Ethnographic writing is composed of cases. Ethnographers don’t always think that way about their research, but what they are collecting are descriptions of events, processes, and interactions; interviews with individuals or conversations with groups; and reflections on experiences based on participant-observation. Cases can be singular, e.g., a specific, one-off event, or processual, e.g., a series of interactions with someone over time. The trick in ethnographic writing is to clearly isolate cases as cases and then to scale up from an individual case to an analysis that demonstrates the representativeness (or exceptionality) of a case.
I come to this characterization of ethnographic cases because of my time in a teaching hospital, where clinicians and clinical residents presented thorny cases to their shared department in the hopes that they could come to some collective understanding of the case. Often, they presented the department staff with just the facts: what a patient’s symptoms were, what the social context of the patient was, and how the patient had been treated previously and to what effect.

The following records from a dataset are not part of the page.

PR #2626, opened 2024-11-26
Optimize validity buffer concat.

### LINKED ISSUE #2579: [FEA] Optimize kudo when merging validity buffer.

Following the discussion here: https://github.com/NVIDIA/spark-rapids-jni/pull/2532#discussion_r1815662126 , there is another approach to improve performance of kudo when merging validity buffers.

liurenjie1024:
Close #2579

### DIFF
--- a/src/main/java/com/nvidia/spark/rapids/jni/kudo/KudoTableMerger.java
+++ b/src/main/java/com/nvidia/spark/rapids/jni/kudo/KudoTableMerger.java
@@ -16,17 +16,6 @@
 
 package com.nvidia.spark.rapids.jni.kudo;
 
-import ai.rapids.cudf.HostMemoryBuffer;
-import ai.rapids.cudf.Schema;
-import com.nvidia.spark.rapids.jni.Arms;
-import com.nvidia.spark.rapids.jni.schema.Visitors;
-
-import java.nio.ByteOrder;
-import java.nio.IntBuffer;
-import java.util.ArrayList;
-import java.util.List;
-import java.util.OptionalInt;
-
 import static com.nvidia.spark.rapids.jni.Preconditions.ensure;
 import static com.nvidia.spark.rapids.jni.kudo.ColumnOffsetInfo.INVALID_OFFSET;
 import static com.nvidia.spark.rapids.jni.kudo.KudoSerializer.getValidityLengthInBytes;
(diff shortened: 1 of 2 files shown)


src/main/java/com/nvidia/spark/rapids/jni/kudo/KudoTableMerger.java
```diff
@@ -155,80 +141,64 @@ private static int copyValidityBuffer(HostMemoryBuffer dest, int startBit,
...
-        nullCount += (appendCount - NUMBER_OF_ONES[srcByte & 0xFF]);
+      // This is safe since we always have validity buffer 4 bytes padded
+      int srcInt = src.getInt(curSrcOffset);
+      srcInt = srcInt >>> curSrcBitIdx;
 
-        // Sets the bits in destination buffer starting from curDestBitIdx to 0
-        byte destByte = dest.getByte(curDestByteIdx);
-        destByte = (byte) (destByte & ((1 << curDestBitIdx) - 1));
+      if (dest.getLength() >= (curDestOffset + Integer.BYTES)) {
+        // We have enough room to get an int
```
jlowe, line 163: Don't we _always_ have enough space to get an integer from the destination buffer because it's at least 4-byte padded?

src/main/java/com/nvidia/spark/rapids/jni/kudo/KudoTableMerger.java
```diff
@@ -155,80 +141,64 @@ private static int copyValidityBuffer(HostMemoryBuffer dest, int startBit,
...
+      } else {
+        int destBufRemBytes = toIntExact(dest.getLength() - curDestOffset);
+        byte[] destBytes = new byte[4];
+        dest.getBytes(destBytes, 0, curDestOffset, destBufRemBytes);
+        int destInt = ByteBuffer.wrap(destBytes).order(ByteOrder.LITTLE_ENDIAN).getInt();
+        destInt &= (1 << curDestBitIdx) - 1;
+        destInt |= srcInt << curDestBitIdx;
+
+        ByteBuffer.wrap(destBytes).order(ByteOrder.LITTLE_ENDIAN).putInt(destInt);
+        dest.setBytes(curDestOffset, destBytes, 0, destBufRemBytes);
```
jlowe, line 188: Similar to above, can call setInt here and leverage ByteOrder to determine when we need to swap bytes or not.

ttnghia:
Please update the PR description. It will be displayed in the commit log. Simply saying "closes XXX" will just show that words, which is difficult to track the changes through commit log.

gerashegalov:
> It will be displayed in the commit log

To be fair we do not have the automation (yet) of checking in PRs using the PR description. I follow the convention of copying the PR description as the commit message but it's not mandated and not followed widely in NVIDIA/spark* repos.

res-life:
Could we copy by long instead of int?  We can avoid to use `toIntExact` and use `Long.bitCount`. This may be more fast.

src/main/java/com/nvidia/spark/rapids/jni/kudo/KudoTableMerger.java
```diff
@@ -155,80 +141,64 @@ private static int copyValidityBuffer(HostMemoryBuffer dest, int startBit,
...
+    int totalRowCount = toIntExact(sliceInfo.getRowCount() + sliceInfo.getValidityBufferInfo().getBeginBit());
+    int curSrcIdx = sliceInfo.getValidityBufferInfo().getBeginBit();
+    int curDestIdx = startBit;
 
-        nullCount += (appendCount - NUMBER_OF_ONES[srcByte & 0xFF]);
 
-        // Sets the bits in destination buffer starting from curDestBitIdx to 0
-        byte destByte = dest.getByte(curDestByteIdx);
-        destByte = (byte) (destByte & ((1 << curDestBitIdx) - 1) & 0xFF);
+    while (curSrcIdx < totalRowCount) {
```
ttnghia, line 149: So does this concatenate the validity buffers, one word (32 bits) at a time, in a serial manner, in Java?

Can't we use C++/CUDA for accelerating this?

jlowe: There's a separate effort by @nvdbaranec to provide GPU kernels for Kudo buffer concatenation.  We need both CPU and GPU implementations.  In some cases, the GPU will be the bottleneck for a stage, and CPUs will be idle while waiting for the GPU semaphore.  It will be more efficient to concatenate on the CPU, even if it's slower than the GPU, when the CPU can complete the operation within the time otherwise spent waiting for the GPU.

ttnghia: I've never seen any parallel Java code in our plugin/JNI. Assuming that it is doable, would we consider doing so for the operations like this?

src/main/java/com/nvidia/spark/rapids/jni/kudo/KudoTableMerger.java
```diff
@@ -155,80 +141,64 @@ private static int copyValidityBuffer(HostMemoryBuffer dest, int startBit,
...
+      int leftRowCount = totalRowCount - curSrcIdx;
 
-        // Update destination byte with the bits from source byte
-        destByte = (byte) ((destByte | (srcByte << curDestBitIdx)) & 0xFF);
-        dest.setByte(curDestByteIdx, destByte);
+      int curDestOffset = (curDestIdx / 32) * Integer.BYTES;
```
gerashegalov, line 152: consider using mnemonic constants 
```suggestion
      int curDestOffset = (curDestIdx / Integer.SIZE) * Integer.BYTES;
```
or even 
```suggestion
      int curDestOffset = curDestIdx / Byte.SIZE;
```

PR #2629, opened 2024-11-26
Fix cudf submodule sync

jlowe:
rapidsai/cudf#17427 where nvtx/ranges.hpp was being implicitly included from another header where it was removed, so updated the source to include this directly.
This also updates to breaking changes in rapidsai/rmm#1722 where we need to explicitly link against rmm's logger impl to restore logging functionality.


jlowe:
build

pxLi (approved):
thanks!

PR #2634, opened 2024-11-27
Remove explicit rmm logger link as it is implicit from libcudf

jlowe:
After libcudf fixed their rmm logger link, we need to remove our explicit link to avoid duplicate definition errors.  The rmm logger will be picked up implicitly from libcudf.


jlowe:
build

pxLi (approved):

PR #2660, opened 2024-12-06
Implement date/time truncation functions

ttnghia:
This implements the functions to truncate date/timestamp to some specific component, matching the Spark SQL function `trunc` and `date_trunc`.

Due to changes to related code, the existing module `DateTimeRebase` is changed to `DateTimeUtils` (without breaking), which will also contain the newly implemented function.


ttnghia:
build

src/main/java/com/nvidia/spark/rapids/jni/DateTimeUtils.java
```diff
@@ -0,0 +1,99 @@
...
+   *  - {@code "MINUTE"}: zero out the second with fraction part.<br>
+   *  - {@code "SECOND"}: zero out the second fraction part.<br>
+   *  - {@code "MILLISECOND"}: zero out the microseconds.<br>
+   *  - {@code "MICROSECOND"}: keep everything.<br>
+   *
+   * @param datetime The input date/time
+   * @param format The time component to truncate to
+   * @return The truncated date/time
+   */
+  public static ColumnVector truncate(ColumnView datetime, ColumnView format) {
```
revans2, line 89: Could we have a version that supports a scalar format? I just think that will be the most common use case and if we can save memory and time by not exploding the scalar into a column I think that would be great.

I think that can be done as a follow on issue if you want.

revans2 (approved):
Just a possible improvement that is minor.

src/main/java/com/nvidia/spark/rapids/jni/DateTimeUtils.java
ttnghia: I thought about that, however, either parameter can be Scalar thus if doing so we will have to implement 4 JNI overloads for this function. Instead, the code supports columns in which any of them can have one row and can achieve the same performance. 

In plugin code, I just "convert"  Scalar into a column of one row. Such conversion should not be very expensive. But I can add more overload to support Scalar if that can help anything better.

revans2: Yes either can be a scalar, but fmt is the one that is really common to be a scalar. Most of the time you want to truncate to a very specific value so you know how to deal with the resulting timestamp/date.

Rarely, cases were presented with an anticipated interpretation or resolution; instead, interpretation was something that was solicited from the group.
In that context, I’ve begun to wonder whether a similar approach to ethnographic writing might work: instead of expecting interpretation to come through isolated, scholarly attention to one’s ethnographic research, might collective rumination about other people’s ethnographic cases open up interpretive possibilities and aid in the writing process? Over this and two other posts, I articulate the Ethnographic Clinic as an experiment in ethnographic writing. This post lays out the first stage of this process: identifying and writing up a case (which echoes an earlier post about the 5-Page Dissertation); the second stage scales up from the individual case to contextualize it; and the third stage elaborates how to make an analytic turn to do the interpretive work that ethnographic writing requires.
Step One: Tell a Thorny Story
Every ethnographer has experiences during their fieldwork that stick with them and that they continue to think about without neat resolution. These experiences can be interviews, events or interactions, or observations of practices and processes. For the purpose of the Ethnographic Clinic, choose one thorny story and describe it in as much detail as possible. Withhold analysis. It can be as short or long as needed, with the aim of conveying to the audience only what they need to know to understand the case. Who was involved? Where in the world is it occurring? How do things unfold? The case, to the degree that it’s possible, should have a beginning and an ending, but what that consists of should be determined by the case itself.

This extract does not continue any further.